» Blog Archive Baroness Come Full Circle With Gold & Grey -
Evan Conway Hard Music, News, Reviews

It’s not a matter of if a Baroness album is going to be good, but rather a question of how good it is. TL;DR, Gold & Grey is a rock solid addition to their discography and a fitting conclusion to their cycle of color-coated albums that they’ve been known for. If that tells you what you want to know, fine. Go buy it. Stream it. The hype has been worth it, I can tell you that without a doubt. On a surface level it’s great, but it’s what’s beneath the surface and the machinations of it that make this such a unique and interesting release for a band still experimenting to great effects. Some not so great, as the blemishes do make themselves apparent on this long journey to the finish line. Yet you can’t mistake the strides, the perfect form that’s been displayed thus far; Gold & Grey is Baroness’s way of saying “thanks for going on this adventure with us” and promising much to look forward to in the next part of their career.

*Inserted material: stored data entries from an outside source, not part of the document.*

PR #511, opened 2023-11-17
Allow none as field value

### LINKED ISSUE #510: Field.to_representation() should accept None
# Bug report

## What's wrong
The type stubs do not allow `to_representation` to be given `None`, even though this is valid.

```python
from rest_framework import serializers
serializers.DateField(allow_null=True).to_representation(None)
```

mypy error:
```
Argument 1 to "to_representation" of "Field" has incompatible type "None"; expected "date"  [arg-type]
```

## How is that should be
`None` should be a supported value type for serializers.

## System information

- OS: PopOS 22.04
- `python` version: 3.11.4
- `django` version: 4.2.7
- `mypy` version: 1.6.1
- `django-stubs` version: 4.2.6

Kangaroux:
# I have made things!
This updates the field stubs to include `None` as valid input/output. The only projects that should be impacted by this change are those using serializer fields directly which I imagine are a very small minority. `BaseSerializer` is a subclass of `Field` but uses `Any` as the input/output types, so serializer stubs should remain unchanged.

## Related issues
- Closes #510

### DIFF
--- a/rest_framework-stubs/fields.pyi
+++ b/rest_framework-stubs/fields.pyi
@@ -430,7 +430,7 @@ class TimeField(Field[datetime.time | None, datetime.time | str | None, str | No
         allow_null: bool = ...,
     ) -> None: ...
 
-class DurationField(Field[datetime.timedelta| None, datetime.timedelta | str| None, str| None, Any]):
+class DurationField(Field[datetime.timedelta | None, datetime.timedelta | str | None, str | None, Any]):
     max_value: datetime.timedelta | None
     min_value: datetime.timedelta | None
     def __init__(
@@ -452,7 +452,7 @@ class DurationField(Field[datetime.timedelta| None, datetime.timedelta | str| No
         allow_null: bool = ...,
     ) -> None: ...
 
-class ChoiceField(Field[str| None, str | int | tuple[str | int, str | int | tuple]| None, str| None, Any]):
+class ChoiceField(Field[str | None, str | int | tuple[str | int, str | int | tuple] | None, str | None, Any]):
     html_cutoff: int | None
     html_cutoff_text: StrOrPromise | None
     allow_blank: bool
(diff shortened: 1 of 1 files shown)


rest_framework-stubs/fields.pyi
```diff
@@ -127,30 +127,20 @@ class Field(Generic[_VT, _DT, _RP, _IN]):
...
+        bool | None,
         Any,
     ]
 ):
     TRUE_VALUES: set[str | bool | int]
     FALSE_VALUES: set[str | bool | int | float]
     NULL_VALUES: set[str | None]
 
-class CharField(Field[str, str, str, Any]):
+class NullBooleanField(BooleanField): ...
```
Kangaroux, line 141: It looks like `NullBooleanField` was [deprecated in v3.14 of DRF](https://github.com/encode/django-rest-framework/blob/1db19f4b2d1500894448634852e02f73043382e4/docs/community/3.14-announcement.md#deprecations)

Do you want me to remove it in this PR or make a separate one?

intgr: Separate PR please.

rest_framework-stubs/fields.pyi
```diff
@@ -227,7 +217,7 @@ class SlugField(CharField):
 
 class URLField(CharField): ...
 
-class UUIDField(Field[uuid.UUID, uuid.UUID | str | int, str, Any]):
+class UUIDField(Field[uuid.UUID | None, uuid.UUID | str | int | None, str | None, Any]):
```
intgr, line 220: I don't think this is the best way to go about this.

I suspect not all methods using these typevars _can_ deal with `None`.

And many places that use these TypeVars already explicitly specify e.g. `_VT | None`. Seems a lot safer to just update the signatures of the `to_representation()` method.

intgr: Hrm, `IntegerField.to_representation()` actually does not allow `None`... Not sure what to make of this.

```python
    def to_representation(self, value):
        return int(value)
```

intgr (changes requested):

PR #518, opened 2023-12-08
Tests: Fix test after django-stubs StrPromise changes

intgr:
# I have made thangs!

Minor change in test error message output.

## Related issues

* Caused by https://github.com/typeddjango/django-stubs/pull/1841


intgr:
Merging myself as trivial change.

PR #520, opened 2023-12-08
Fix class hierachy and TypeVars of Serializer classes

intgr:
# I have made thunks!

* `ModelSerializer` was incorrectly deriving from `Serializer[Any]` and `BaseSerializer[T]`; replaced with `Serializer[T]`.
  This brings it into sync with DRF upstream.
* Added TypeVar to `HyperlinkedModelSerializer` class.
* Removed unnecessary `Generic[]` where implicit TypeVars are sufficient.

  https://mypy.readthedocs.io/en/stable/generics.html#defining-subclasses-of-generic-classes

  > If there are no Generic[...] in bases, then all type variables are collected in the lexicographic order (i.e. by first appearance).

### DIFF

After Purple and three and a half years of waiting, it’s definitely a hesitating experience knowing that you’ve built this standard for an album that didn’t exist until a few months ago. No matter what Baroness did on Gold & Grey, it was going to be directly compared to Purple, and inherently that doesn’t seem like the wrong thing to do. There’s another Purple in Gold & Grey’s sprawling 17 tracks, so if you wanted to cut it down to 8-9 tracks and find the most cohesive way to replicate their previous effort, you probably could do that. Tracks like “Broken Halo” and “Throw Me an Anchor” are as big and catchy as one would expect from Baroness, and they’re beautifully constructed in their titanic size. The lead single “Borderlines” is fantastic on repeated listens and it being placed so late in the album works wonders for it. “Cold-Blooded Angels” is a dynamic-driven beauty of a song that I am hoping to see the band bring to a live setting.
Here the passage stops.